1. What odds do you give the Mavs of winning a playoff series?
Gutierrez: It really depends on the opponent they draw in the first round. I think it’s incredibly low, hovering around 15-20 percent, if they end up having to face Oklahoma City or San Antonio in the first round. That’s why it’s incredibly important for them to hold on to the sixth spot in the West. If they hold on and face someone like the Trail Blazers or Rockets, I still don’t put them as a favorite to win a series, but I will say their chances improve dramatically. As of right now, putting a percentage on it, I’d say it hovers around 30-40 percent in terms of odds to win a series if they are the sixth seed in the West.
Taylor: Considering the Mavs seem destined to finish sixth, seventh or eighth in the West, I'd say the odds of the Mavs winning a playoff series are about 10 percent. Oklahoma City, San Antonio and Houston each have such good offenses that it would be difficult for the Mavs to win a series against any of those three teams. The Mavs' defense is so bad overall that it would be difficult to shut down either of those three teams and win a series. The Mavs won't make it easy, and their first-round opponent will have to do some work but the real question is whether the Mavs could win more than two games in a first-round series.

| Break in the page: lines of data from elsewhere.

PR #4873, opened 2025-10-10
Training Configurations Add/Update implementation

### LINKED ISSUE #4799: Implement the training configuration endpoints

A-Artemis:
### Summary

Add the implementation for GET and POST of the training configuration

### How to test

http://geti-tune.localhost/api/projects/165f79f9-fba5-415b-adda-7e6548ed2c40/training_configuration

### Checklist


application/backend/app/repositories/training_configuration_repo.py
```diff
@@ -0,0 +1,69 @@
...
+    ) -> TrainingConfigurationDB | None:
+        """
+        Get training configuration by project ID and optional model architecture ID.
+
+        Args:
+            project_id (str): The ID of the project.
+            model_architecture_id (str | None): The ID of the model architecture.
+        """
+        return (
+            self.db.query(TrainingConfigurationDB)
```
itallix: Let's use SQLAlchemy 2.0 API, they marked `session.query` as [deprecated](https://docs.sqlalchemy.org/en/20/orm/session_api.html#sqlalchemy.orm.Session.query) in 2.x

See other repos as an example

application/backend/tests/integration/services/test_training_configuration_service.py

MacMahon: I’d give the Mavs a puncher’s chance against Portland or Houston, but that’s it as far as potential playoff foes. And it doesn’t look likely that either of those teams will be a top-three seed. If the Mavs get matched up with the Thunder or Spurs, the question isn’t whether the Mavs can win the series. It’s whether they can win a playoff game for the first time since the title-clincher in Miami.
2. Where will the Mavs finish in the West standings?
Gutierrez: I think their schedule dictates that they are due for a fall. The schedule is rather favorable in February but becomes monstrous in March. Facing teams like Oklahoma City (twice) Portland, Indiana, Golden State among others mean that losses are going to come. That’s not to say that they’re going to lose all of them, but loses are coming. Golden State’s struggles this season have been surprising to an extent, but they’re too talented and explosive to be held down. I think they start to hit their stride as the season winds down. It’s a fight between the Mavericks, Warriors and Suns for positioning, with the Grizzlies being on the outside looking in. When the dust settles, the Mavericks end up making the playoffs, but I think they wind up being the seventh seed in the West.
Taylor: The Mavs dropped from sixth to eighth with one loss. I'd say when the season ends they're going to be seventh. The biggest task for the Mavs is to beat the teams they're supposed to beat. They can't really afford any more losses to the dredges of the league.
MacMahon: I’ve been surprised by two things on this subject over the last couple of months. I expected Phoenix to fade and Golden State to make a push for a top-four seed. The Suns have held strong despite Eric Bledsoe’s absence, and the Warriors have been the West’s biggest underachievers. The Mavs’ playoff seed -- and let’s not just dismiss the possibility of the Grizzlies grabbing a spot from one of these teams -- could come down to tie-breakers with the Suns and Warriors. The Mavs have split with the Warriors so far and still see them at home and on the road. They are 1-1 against the Suns, whose only remaining meeting with the Mavs is April 12 in Dallas. As tight as the West is, that could be the difference between a sixth seed and a lottery pick. I’ll wager on the Mavs finishing seventh.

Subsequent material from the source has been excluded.